Microsatellite markers reveal clear geographic structuring among threatened noble crayfish (Astacus astacus) populations in Northern and Central Europe

Noble crayfish (Astacus astacus L.), the most highly valued freshwater crayfish in Europe, is threatened due to a long-term population decline caused mainly by the spread of crayfish plague. Reintroduction of the noble crayfish into restored waters is a common practice but the geographic and genetic origin of stocking material has rarely been considered, partially because previous genetic studies have been hampered by lack of nuclear gene markers with known inheritance. This study represents the first large scale population genetic survey of the noble crayfish (633 adults from 18 locations) based on 10 newly developed microsatellite markers. We focused primarily on the Baltic Sea area (Estonia, Finland and Sweden) where the largest proportion of the remaining populations exists. To allow comparisons, samples from the Black Sea catchment (the Danube drainage) were also included. Two highly differentiated population groups were identified corresponding to the Baltic Sea and the Black Sea catchments, respectively. The Baltic Sea catchment populations had significantly lower genetic variation and private allele numbers than the Black Sea catchment populations. Within the Baltic Sea area, a clear genetic structure was revealed with population samples corresponding well to their geographic origin, suggesting little impact of long-distance translocations. The clear genetic structure strongly suggests that the choice of stocking material for re-introductions and supplemental releases needs to be based on empirical genetic knowledge.
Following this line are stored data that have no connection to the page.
PR #420, opened 2026-07-31
fix(company-search): focus visibility and Enter/Space activation on the "Search for company" button (#30.x.7)

dgjlindsay:
## Summary

Round 4 of the company-search widget fixes (TWO-25288, #30.x.7), reported live off staging after round 3 (PR #419) merged.

Doug's report: tabbing out of the manual-entry "Company name" field moves focus away from the input, but it's invisible where it lands — assumed to be `#search_company_btn` ("Search for company"). If so: (1) it doesn't show it's focused, and (2) Enter/Space don't activate it. Verified both.

- **(1) No visible focus (#30.x.7)**: `#search_company_btn` carried no host-supplied focus styling and no explicit one of our own — the same class of problem as the uppercase fix (#30.x.5.1): a real `<button>` is a target for a host theme's own button-chrome reset (Astra strips the native focus ring the same way it uppercases button text), which the `<div>` this used to be never was. Added an explicit `!important` outline on `#search_company_btn:focus`, same escalation as the `text-transform` override.
- **(2) Enter/Space don't activate it**: unlike `#company_not_in_btn`'s equivalent fix (round 3, #30.x.6), the interference here cannot be selectWoo's document-level handler — selectWoo's widget is destroyed before this button is ever shown (see `enterManualCompanyEntry`). The native "Enter/Space activates a focused button" default action is presumably being intercepted by something external to this plugin (most likely WooCommerce core's own checkout-submit guard, which treats any `:input` — buttons included — the same way it treats text fields). Rather than chase an unknown, theme-variable interferer, `getSearchCompanyBtnNode` now binds a keydown handler directly on the button element itself — guaranteed by the DOM's own target-then-bubble dispatch order to run before any ancestor-bound handler regardless of where it lives or when it was registered — and drives the switch back to search directly instead of depending on native activation.

## Test plan

- [x] `npm run test:js` — 172/172 passing. New coverage: explicit `!important` outline on `#search_company_btn:focus` (textual assertion — jsdom does not reliably resolve `!important` + specificity across separate stylesheets, per the round-3 precedent in this suite), Enter activates the button, Space activates the button, other keys don't.
- [x] `php tests/unit/run.php` — all passing.
- [x] `prettier --check` clean on all touched files.

## Root cause note

Neither bug is a regression from round 3 — round 3 fixed Tab/Enter/Space for the OTHER button (`#company_not_in_btn`, inside the open search dropdown); this button (`#search_company_btn`, inside manual entry) was never touched by that fix and has different surrounding mechanics (no selectWoo widget alive at all), so it needed its own investigation and its own fix rather than a copy-paste of round 3's.

### DIFF
--- a/assets/css/twoinc.css
+++ b/assets/css/twoinc.css
@@ -254,6 +254,22 @@
   text-transform: none !important;
 }
 
+/*
+ * Explicit focus indicator (#30.x.7, round 4). Reported live: tabbing out of
+ * the manual-entry name field lands focus here with no visible sign of it.
+ * The button carries no host-supplied focus styling of its own — same class
+ * of problem as the uppercase fix above (#30.x.5.1): a real <button> is a
+ * target for a host theme's own button chrome (Astra strips the native
+ * focus ring from buttons as part of the same reset that uppercases them),
+ * where the <div> this used to be never was. `!important` for the same
+ * reason the text-transform override needs it — a theme's own button-focus
+ * reset is routinely `!important` itself.
+ */
+#search_company_btn:focus {
+  outline: 2px solid #3043d1 !important;
+  outline-offset: 2px;
+}
+
 /* Payment terms chip selector (TWO-24751) */
 /*
  * Heading above the chips, shown only when more than one term is offered
--- a/assets/css/twoinc.css
+++ b/assets/css/twoinc.css
@@ -259,11 +259,15 @@
  * the manual-entry name field lands focus here with no visible sign of it.
  * The button carries no host-supplied focus styling of its own — same class
  * of problem as the uppercase fix above (#30.x.5.1): a real <button> is a
- * target for a host theme's own button chrome (Astra strips the native
- * focus ring from buttons as part of the same reset that uppercases them),
- * where the <div> this used to be never was. `!important` for the same
- * reason the text-transform override needs it — a theme's own button-focus
- * reset is routinely `!important` itself.
+ * target for a host theme's own button chrome, where the <div> this used to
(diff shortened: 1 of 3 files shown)


dgjlindsay:

**Round 1** — 3 personas (Han/SRE, Vader/QA, Yoda/framework). No BLOCKER/BUG. Convergent nit (Han + Yoda): a comment overstated confidence in an unverified root-cause theory (WooCommerce core's checkout Enter-guard) — Yoda noted such guards are typically scoped to input selectors and may not even match a `<button>`. Individual nits from Vader/Yoda on test-intent clarity and a "structurally guaranteed" claim that only holds for bubble-phase listeners. All folded into `14bd965`: hedged both unconfirmed-theory comments explicitly, softened the bubble/capture-phase claim, clarified two test descriptions (one is a selectivity guard, not standalone proof; `.focus()` calls mirror real usage but aren't load-bearing since the handler doesn't gate on focus), and added a forward-reference note in round 3's sibling handler.

**Round 2** — confirming pass verifying the round-1 wording fixes landed correctly and that the follow-up commit touched only comments/test descriptions, not production logic (confirmed via diff). Verdict: **clean**. `npm run test:js` 172/172 passing throughout.

**CI note**: `e2e-tests` failed again on this PR with the same "admin login failed: 404" error already confirmed (in PR #419) to be a pre-existing failure on `staging` HEAD's own history, unrelated to this diff (checkout CSS/JS only). No branch protection requires this check. Proceeding to merge per the self-review lane.

— by Claude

Timing and quantifying Aphanomyces astaci sporulation from the noble crayfish suffering from the crayfish plague

Aphanomyces astaci sporulation is crucial for the spreading potential of this disease agent. For the first time, we are reporting timing and quantity of A. astaci spores released from noble crayfish (Astacus astacus) suffering from crayfish plague under practical aquatic conditions. We infected nine noble crayfish with A. astaci PsI-genotype and maintained them in individual 8L tanks. Spores (zoospores and cysts) were quantified from water samples (3 × 1 mL) taken every 12h over 10 d using A. astaci specific qPCR. A clear sporulation trend was found, together with a high individual spore estimate variation. The median spore counts from two days before death to 12h post mortem were from ~500 to ~2000 spores L(-1). A significant sporulation increase occurred after 24h post mortem (~12,000 spores L(-1)) and reached a peak after two days (~65,000 spores L(-1)) before declining to or below pre mortem levels from the fourth day. The single most sporulating crayfish released from ~75,000 to ~400,000 spores L(-1) during the mass sporulating period, yielding a maximum estimate of ~3,200,000 spores released from a single crayfish if we assume homogeneous spore distribution. The results confirm a mass A. astaci spore release from moribund and recently dead infected noble crayfish, with a sporulation peak one to three days post mortem. The acute crayfish mortality only three days after zoospore exposure confirm the lethal potential of the PsI-genotype. The powerful sporulation potential observed here may be one of the key virulence factors of this genotype.